### RECORD EXCERPTS
PR #713, opened 2023-05-19
Fixing description in debugging distroless article

erikaheidi:
Small fix to the Debugging Distroless article, just now realized the description was not correct.


jamonation (approved):
Nice catch!

PR #720, opened 2023-05-23
ArgoCD overview: fix link

axelsimon:
## Type of change
documentation fix

### What should this PR do?
fix a link in docs

### DIFF
--- a/content/chainguard/chainguard-images/reference/argocd/overview.md
+++ b/content/chainguard/chainguard-images/reference/argocd/overview.md
@@ -78,7 +78,7 @@ dex:
 
 ### ArgoCD Components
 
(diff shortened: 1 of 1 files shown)


ltagliaferri (commented):
Thanks for sending this fix! These docs are autogenerated from the Images upstream repo, so the file that would need to be updated is in the ArgoCD Images Readme, and this would pull in changes automatically on a timer: https://github.com/chainguard-images/images/tree/main/images/argocd

axelsimon:
@ltagliaferri got it, will try to make the change there!

ltagliaferri:
Ah sorry about that @axelsimon , it looks like someone else had the same idea as you https://github.com/chainguard-images/images/pull/609

There probably are more broken links, and easy docs wins in the readmes if you are interested in helping out 😄

PR #734, opened 2023-05-26
Adding guide on how to use tag history api

erikaheidi:
### What should this PR do?
This PR adds a guide on how to use the new tag history API for Chainguard Images.

We need to let users know how they can "lock" a build to specific image digests, which may become more necessary as we'll make only `latest` and `latest:dev` public.

Preview:
https://deploy-preview-734--ornate-narwhal-088216.netlify.app/chainguard/chainguard-images/using-the-tag-history-api/

### DIFF
--- a/content/chainguard/chainguard-images/using-the-tag-history-api.md
+++ b/content/chainguard/chainguard-images/using-the-tag-history-api.md
@@ -40,13 +40,17 @@ For public images (tagged as `latest` or `latest-dev`), you can request a regist
 The following command will obtain a token for the **Python** image and register a variable called `tok` with the resulting value, which you can use in a subsequent command to obtain the tag history:
 
 ```shell
-tok=$(curl "https://cgr.dev/token?scope=repository:chainguard/python:pull" | jq -r .token)
+tok=$(curl "https://cgr.dev/token?scope=repository:chainguard/python:pull" \
+  | jq -r .token)
 ```
 
 For images that are not part of the public catalog, you'll need to exchange your Chainguard token for a registry token. This assumes you've set up auth with [chainctl auth configure-docker](https://edu.chainguard.dev/chainguard/chainguard-images/registry/authenticating/):
 
 ```shell
-tok=$(curl -H "Authorization: Bearer $(echo 'cgr.dev' | docker-credential-cgr get)" -v "https://cgr.dev/token?scope=repository:chainguard/python:pull" | jq -r .token)
+tok=$(curl -H "Authorization: Bearer \
+  $(echo 'cgr.dev' | docker-credential-cgr get)" \
+  -v "https://cgr.dev/token?scope=repository:chainguard/python:pull" \
+  | jq -r .token)
 ```
 
 To make sure your token is set, you can run the following command:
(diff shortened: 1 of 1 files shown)


content/chainguard/chainguard-images/using-the-tag-history-api.md
```diff
@@ -0,0 +1,111 @@
...
+The following command will obtain a token for the **Python** image and register a variable called `tok` with the resulting value, which you can use in a subsequent command to obtain the tag history:
+
+```shell
+tok=$(curl "https://cgr.dev/token?scope=repository:chainguard/python:pull" | jq -r .token)
+```
+
+For images that are not part of the public catalog, you'll need to exchange your Chainguard token for a registry token. This assumes you've set up auth with [chainctl auth configure-docker](https://edu.chainguard.dev/chainguard/chainguard-images/registry/authenticating/):
+
+```shell
+tok=$(curl -H "Authorization: Bearer $(echo 'cgr.dev' | docker-credential-cgr get)" -v "https://cgr.dev/token?scope=repository:chainguard/python:pull" | jq -r .token)
```
ltagliaferri, line 49: What do you think about breaking this command up so that it's easier to read?

content/chainguard/chainguard-images/using-the-tag-history-api.md
```diff
@@ -0,0 +1,111 @@
...
+
+To make sure your token is set, you can run the following command:
+
+```shell
+echo $tok
+```
+
+And you should get a long string token as output.
+
+You should now be ready for calling the API, either manually or programmatically.
```
ltagliaferri, line 60:
```suggestion
You should now be ready to call the API, either manually or programmatically.
```

content/chainguard/chainguard-images/using-the-tag-history-api.md
```diff
@@ -0,0 +1,111 @@
...
+    },
+    ...
+
+  ]
+}
+```
+
+## Using Image Digests within a Dockerfile
+
+Setting up your Dockerfile to use a stale build is a matter of modifying your `FROM` line to use an image digest instead of a tag. For instance, let's say you want to make sure you keep using the current latest build of the Python image. In a previous section of this page we obtained the tag history of the Python image, and the most recent build digest is listed as `sha256:81c334de6dd4583897f9e8d0691cbb75ad41613474360740824d8a7fa6a8fecb`. With that information, you can edit your Dockerfile and replace:
```
ltagliaferri, line 99:
```suggestion
Setting up your Dockerfile to use an older build is a matter of modifying your `FROM` line to use an image digest instead of a tag. For instance, let's say you want to make sure you keep using the current latest build of the Python image. In a previous section of this page we obtained the tag history of the Python image, and the most recent build digest is listed as `sha256:81c334de6dd4583897f9e8d0691cbb75ad41613474360740824d8a7fa6a8fecb`. With that information, you can edit your Dockerfile and replace:
```

ltagliaferri (approved):
Awesome and quick work here, Erika! Everything worked very well, I made a few suggestions. I know we are probably using the term "stale builds" when we talk about this, but I think for user facing being more neutral would be nice as they probably have a good reason for pinning to an older version of an image.

One thing I would add, and I am happy to do this if you would like to merge this in now, would be a "Learn more" kind of section at the end where there is a brief statement on the Images catalogs and that the latest is free to use but to pin to an older version will require the premium catalog. We can point to the FAQs which I updated with that info:

```
/chainguard/chainguard-images/faq/#what-are-the-different-catalog-tiers-of-chainguard-images
```

erikaheidi:
Alright, I added the closing session. Merging now!

PR #784, opened 2023-06-16
suggest an alternative tool for installing qemu emulators

developer-guy:

### DIFF
--- a/content/open-source/melange/troubleshooting.md
+++ b/content/open-source/melange/troubleshooting.md
@@ -46,9 +46,14 @@ To enable additional architectures, you'll need to enable them within your kerne
 docker run --rm --privileged multiarch/qemu-user-static --reset -p yes
 ```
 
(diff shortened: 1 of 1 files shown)


content/open-source/melange/troubleshooting.md
```diff
@@ -46,9 +46,14 @@ To enable additional architectures, you'll need to enable them within your kerne
 docker run --rm --privileged multiarch/qemu-user-static --reset -p yes
 ```
 
+or you can use the following as an alternative approach, they both will do the same thing:
```
ltagliaferri, line 49:
```suggestion
An alternate approach to achieve the same result is to run the following command:
```

ltagliaferri (changes requested):
Thanks so much for adding this! I rephrased the sentence a little if you think that sounds good 😄

ltagliaferri (approved):

PR #795, opened 2023-06-22
Fix card and footer link colours

jamonation:
## Type of change
platform development

### What should this PR do?
This fixes the card link and footer link hover colour differences from the Figma design that @traversevans spotted the other day. 

Consistency!

Link colours should be light/dark to match regular header colours on list pages. Footer hover links should be Chainguard blue.

Check netlify

### DIFF
--- a/assets/scss/common/_custom.scss
+++ b/assets/scss/common/_custom.scss
@@ -11,7 +11,7 @@
   padding-bottom: 0;
 }
 
-.docs-content > h1:first-child {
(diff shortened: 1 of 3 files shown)


jamonation:
I also made each of the cards clickable in their entirety based on feedback from @traversevans 

Screenshot 2023-06-22 at 1 49 55 PM

ltagliaferri (approved):

PR #802, opened 2023-06-27
fix: use the right tool

hectorj2f:
## Type of change

Change the tool name used to generate SBOMs.

### What should this PR do?

Fix: we are using Syft from anchore to generate sboms, we aren't using Grype for sbom generation.


SharpRake (approved):
Thanks for this catch, Hector!

PR #818, opened 2023-07-05
Sm article updates

mcaveety:
## Type of change
Minor updates to CVE Intro article and SLSA index

### What should this PR do?
Provide minor fixes to the aforementioned article / index

There was some missing punctuation and inaccurate descriptions in these two files

Changes should make sense and improve the articles ever so slightly

Do a quick passover of the changes :)


content/software-security/cves/cve-intro.md
mmcaveety, line 1: I specifically changed the description because that is surfacing in the articles as opposed to the lead. Thought it would be the other way around, so this fixes my confusion and shows what I originally intended

ltagliaferri (approved):

PR #823, opened 2023-07-06
Add rumble-cve-data.yaml workflow to parse CVE data into CSVs

jamonation:
## Type of change
platform development

### What should this PR do?
This adds a GitHub action that extracts CVE data from rumble and uploads it to GCS as CSV files.

This action is needed to get data flowing into GCS so that it can be displayed on image overview pages. These files can then be parsed and used on image overview pages to show tabular information about CVEs.

The action ought to work.

Run it once this is merged with fingers 🤞

### DIFF
--- a/.github/workflows/rumble-cve-data.yaml
+++ b/.github/workflows/rumble-cve-data.yaml
@@ -1,0 +1,90 @@
+name: Rumble CVE Files
+on:
+  schedule:
+    - cron: "1 5 * * *"
+  workflow_dispatch:
+  push:
+    branches: [auto-rumble]
+
+env:
+  PROJECT_ID: "${{ secrets.PROJECT_ID }}"
+  STORAGE_BUCKET: "${{ secrets.STORAGE_BUCKET }}"
+  WORKLOAD_IDENTITY_PROVIDER: "${{ secrets.GCP_WORKLOAD_IDENTITY_PROVIDER }}"
+  SERVICE_ACCOUNT: "${{ secrets.GH_ACTION_SERVICE_ACCOUNT }}"
+  GH_TOKEN: ${{ github.token }}
+
+jobs:
+  generate-cve-files:
+    runs-on: ubuntu-latest
+
+    strategy: 
+      matrix:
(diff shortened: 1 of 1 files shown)


jamonation:
Here's what it looked like in my forked repo running on a local GitHub actions runner:

Screenshot 2023-07-06 at 2 16 26 PM

.github/workflows/rumble-cve-data.yaml
```diff
@@ -0,0 +1,89 @@
...
+  SERVICE_ACCOUNT: "${{ secrets.GH_ACTION_SERVICE_ACCOUNT }}"
+  GH_TOKEN: ${{ github.token }}
+
+jobs:
+  generate-csvs:
+    runs-on: ubuntu-latest
+
+    strategy: 
+      matrix:
+        image: ["bash", "busybox", "deno", "git", "go", "kube-state-metrics", "mariadb", "maven", "minio", "minio-client", "nginx", "node", "php", "python", "rabbitmq", "ruby", "rust", "wait-for-it", "wolfi-base"]
```
ltagliaferri, line 20: nit but what do you think about breaking this up on different lines? if we expand the number of image data we ingest it will get unwieldy

ltagliaferri (approved):
Just one nitpick here

.github/workflows/rumble-cve-data.yaml
jamonation: Yeah it is something strange with GitHub actions - I tried breaking it up but it complains about an "unexpected end of the stream within a flow collection". I think we could move it into an environment variable though, and store the set of images as a variable in the repository settings here on GitHub?

ltagliaferri: oh weird! because it's a data structure?

jamonation: Figured it out - apparently GitHub actions uses different kinds of YAML notation within a single file. The flow collection error message means that GitHub expects the matrix line to use that flow style. So then the question, what is flow style? TIL, it is a compact YAML notation that puts everything on a single line: https://www.yaml.info/learn/flowstyle.html

PR #832, opened 2023-07-11
docs: update chainctl to account-associations

denhamparry:
- update chainctl cloud account association command

## Tired

```sh
chainctl iam group set-aws
```

## Inspired

```sh
chainctl iam account-associations set aws
```

Signed-off-by: Lewis Denham-Parry <lewis@chainguard.dev>


SharpRake (approved):
Thanks (again) Lewis!

PR #833, opened 2023-07-12
docs: fix chainctl cluster install

denhamparry:
Found a reference to `chainctl install cluster`, and it should be `chainctl cluster install`.

I appreciate that there is some linting going on in this PR, I can look to remove if required.

- correct order of chainctl cluster install


SharpRake (approved):
:+1: Thanks for catching this Lewis!

PR #836, opened 2023-07-13
Fix copy around scanner used by rumble

erikaheidi:
Quick fix to copy used around rumble, used to be Trivy but it changed recently to Grype.


SharpRake (approved):
lgtm!

PR #849, opened 2023-07-18
Update Autodocs Workflow

erikaheidi:
This PR updates Autodocs to the latest version:

- New tags history page, now grouping tags with same digest
- Updated workflow to use repo secrets when setting up chainctl
- moved env variables for better readability

TODO: 
- Image specs page, will require a lot more work and several `crane` calls to obtain image metadata, so I will evaluate if this is viable or not.
- Use rsync instead of copy to remove retired images: blocked by the image specs change update, since this would delete these pages that are momentarily not being generated by the automation.


jamonation (approved):
+1 from me!

PR #1322, opened 2023-08-24
Fix lex compat with BOM

kddnewton:
* BOM should not impact looking for the encoding string
* We should re-encode tokens when the encoding changes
######
TRY IT ▸ Report each line in the entries where the string "adds" occurs.

EXERCISE RESULT ▸
This PR adds a guide on how to use the new tag history API for Chainguard Images.
This adds a GitHub action that extracts CVE data from rumble and uploads it to GCS as CSV files.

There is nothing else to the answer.